The IP routing/subnetting stuff is good.

QoS treatment is good: he shows why you can't just throw bandwidth at a problem to give good video|voice. Variable latency (called "jitter") makes it hard for voice|video apps to buffer, leading to pops and crackle that drive users up a tree. Of the three approaches, he recommends only Guaranteed Delivery will suffice.

Multicast treatment is good. I have never had a handle on that stuff. Now I do.

Some good operational details - in the network monitoring section, he urges us to monitor even quiet backup links. If the backup failed and nobody noticed, they will when the primary dies.

In sum, this book is worth the time to read it. It's a little old, but the stuff that is essential to its topic has not changed. Heck, the age just means you can get it dirt cheap. Check ebay or amazon used.
  • Syslog-ng is the platform. Central log server

http://www.loganalysis.org/

Tina Bird runs a loganalysis list

Swatch sec.pl - simple event correlator lets you watch for and act on combinations of events

splunk - a search tool, the google approach to logs, rather than trimming and wading through

logwatch

logsentry
AFS notes -

At a geek meeting (Seattle Area System Administrator's Guild, formerly Seattle SAGE)
randome recommendation to use heimdahl, not MIT)

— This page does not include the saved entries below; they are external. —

PR #331, opened 2026-02-13
Overload on generics

tjpalmer:
- Just add extra checks when types are well known enough to respect type args also
- New check gives up for now when types themselves are type formals
  - Mostly an issue of not finding good existing helpers for this case
  - I'd rather punt than spend lots of time now, but we should generalize better later

### DIFF
--- a/fundamentals/src/commonMain/kotlin/lang/temper/type2/TypeSolver.kt
+++ b/fundamentals/src/commonMain/kotlin/lang/temper/type2/TypeSolver.kt
@@ -893,8 +893,8 @@ class TypeSolver(
                 //
                 // If an actual is nullable and a formal isn't, the callee doesn't fit.
                 //
-                // If an actual has a lower or common bound that doesn't have an
-                // inheritance chain to shapes required by the formal, it isn't a fit.
+                // If an actual has a lower or common bound that isn't compatible with
+                // the formal, it isn't a fit.
                 //
                 // We look at the argument expression's common and lower bounds
                 // (and choices) but not upper bounds because, as the below shows,


frontend/src/commonTest/kotlin/lang/temper/frontend/TypeStageTest.kt
```diff
@@ -2064,20 +2064,20 @@ class TypeStageTest {
...
+            |  public int32ToInt(int: Int32): Int32 { int }
             |}
             |
             |export let crazySum(intMaker: IntMaker, int: Int64, string: String): Int throws Bubble {
-            |   let intInt = intMaker.toInt(int);
-            |   let stringInt = intMaker.toInt(string);
-            |   intMaker.justMe(intInt + stringInt)
+            |  let intInt = intMaker.toInt(int);
+            |  let stringInt = intMaker.toInt(string);
+            |  intMaker.justMe(intInt + stringInt)
```
tjpalmer, line 2080: Just fixing old indentation.

frontend/src/commonTest/kotlin/lang/temper/frontend/TypeStageTest.kt
```diff
@@ -2150,6 +2150,66 @@ class TypeStageTest {
...
+            |  public stringifyInt32List(ints: Listed<Int32>): String;
+            |
+            |  @overload("stringify")
+            |  public stringifyStringList(string: Listed<String>): String;
+            |}
+            |
+            |// Purposely receive List but use as Listed above.
+            |export let stringifyLists(stringer: Stringer, int: Int, ints: List<Int>, strings: List<String>): String {
+            |  "${stringer.stringify(int)}, ${stringer.stringify(ints)}, ${stringer.stringify(strings)}"
+            |}
```
tjpalmer, line 2172: Overload on list type arg.

frontend/src/commonTest/kotlin/lang/temper/frontend/TypeStageTest.kt
```diff
@@ -2150,6 +2150,66 @@ class TypeStageTest {
...
+            |      @visibility(\public) @overload("stringify") @fn @stay @fromType(Stringer) let stringifyStringList__0 ⦂(fn (Stringer, Listed<String>): String);
+            |      stringifyStringList__0 = fn stringifyStringList(@impliedThis(Stringer) this__2: Stringer, string__0 /* aka string */: Listed<String>) /* return__2 */: String {
+            |        fn__2: do {
+            |          pureVirtual ⋖ String ⋗()
+            |        }
+            |      };
+            |      `test//`.stringifyLists = fn stringifyLists(stringer__0 /* aka stringer */: Stringer, int__1 /* aka int */: Int32, ints__1 /* aka ints */: List<Int32>, strings__0 /* aka strings */: List<String>) /* return__3 */: String {
+            |        void;
+            |        fn__3: do {
+            |          return__3 = cat(do_bind_stringifyInt32(stringer__0)(int__1), ", ", do_bind_stringifyInt32List(stringer__0)(ints__1), ", ", do_bind_stringifyStringList(stringer__0)(strings__0))
```
tjpalmer, line 2203: Got the matches.

fundamentals/src/commonMain/kotlin/lang/temper/type2/TypeSolver.kt
```diff
@@ -893,10 +893,8 @@ class TypeSolver(
                 //
                 // If an actual is nullable and a formal isn't, the callee doesn't fit.
                 //
-                // If an actual has a lower or common bound with a type shape
-                // that doesn't have an inheritance chain to shapes required by the formal,
-                // it isn't a fit.
-                // This is equivalent to generic erasure argument analysis.
+                // If an actual has a lower or common bound that doesn't have an
+                // inheritance chain to shapes required by the formal, it isn't a fit.
```
tjpalmer: Removed erasure comment.

fundamentals/src/commonMain/kotlin/lang/temper/type2/TypeSolver.kt
```diff
@@ -930,12 +928,16 @@ class TypeSolver(
                     // Then we'll check that we can find any declared class/interface
                     // types in the argument declaration and make sure we have a path to them.
                     class ShapeAndNullityInfo {
+                        // Track both types and erased shapes for now.
+                        // TODO Improve checking on the types themselves so we don't need separate shapes.
+                        val types = mutableSetOf<TypeOrPartialType>()
```
tjpalmer, line 933: Just add full types along with shapes for now.

fundamentals/src/commonMain/kotlin/lang/temper/type2/TypeSolver.kt
```diff
@@ -944,7 +946,7 @@ class TypeSolver(
                                     // TODO: avoid cycles
                                     // TODO: set out.canBeNull if any super-type is
                                     // nullable.
-                                    unpackTypeShapes(it.definition, out)
+                                    unpackTypeShapes(null, it.definition, out)
```
tjpalmer, line 949: No Type2 here to pass along.

fundamentals/src/commonMain/kotlin/lang/temper/type2/TypeSolver.kt
```diff
@@ -953,7 +955,7 @@ class TypeSolver(
                     val actualInfo = ShapeAndNullityInfo().also { info ->
                         when (val argChoice = argNode.choice) {
                             is TypeOrPartialType -> {
-                                unpackTypeShapes(argChoice.definition, info)
+                                unpackTypeShapes(argChoice, argChoice.definition, info)
```
tjpalmer, line 958: I guess I could automate the definition, but meh.

fundamentals/src/commonMain/kotlin/lang/temper/type2/TypeSolver.kt
```diff
@@ -999,17 +1001,23 @@ class TypeSolver(
...
+                                // This part checks only erased generics.
                                 typeShapesInFormal.all { formalShape ->
                                     typeContext.extendsPath(actualShape, formalShape) != null
                                 }
+                            } && actualInfo.types.all { actualType ->
+                                // This part cares about generic type args.
+                                formalInfo.types.all { formalType ->
+                                    isMaybeCompatibleSubtype(actualType, formalType)
+                                }
                             }
```
tjpalmer, line 1021: Here's the only new real logic. And if I include only this, I get more things unsolvable. I expect it's because the other branch handles cases better there the main time is a type formal.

Wednesday, September 20, 2006

I went to a meeting of the local Infraguard chapter (http://www.infragard.net/) today.

Couple of interesting things: a presentation by one of the agents that worked on the zotob case. That case resulted in the arrest and conviction of a Morrocan citizen (and the ongoing prosecution of a Turkish citizen). It didn't hurt the investigation that the bots phoned home to a server in a domain named for one of the suspects. (Note to self: don't set up a botnet that uses irc.jimmythegeek.com for command and control. Other note to self: don't use the googlemaps link to my house for a domain name for botnet C&C, either. Other, other note to self: don't set up a botnet at all)

A Cisco guy gave a presentation on "Self-defending" networks, with the usual credibility- augmenting bashing of his own company's marketing department. Overall, I'd say there's a case to be made for multiple layers/levels of defense, all coordinated. The guy cited a competitor's approach (ISS?) that's "all about the math". No layer has to be perfect, if in the aggregate the layers reduce successful exploitation chances to near zero. There was a little magic security spray (http://www.ranum.com/security/computer_security/marketing/index.html) but I suspect the claimed 1,500 programmers/researchers are able to gin up some useful behavioral characteristics to alert on. It would take time I don't have to evaluate whether it actually worked well.

Besides, it's unafforable and annoyingly a-la-carte. Want an IPS? Sure! Just send massive ducats. Want reports out of it? That's extra. Want stats from the router or switch? That's extra. Ick. I don't want to spend another minute of my life managing licenses for tools to manage my real work.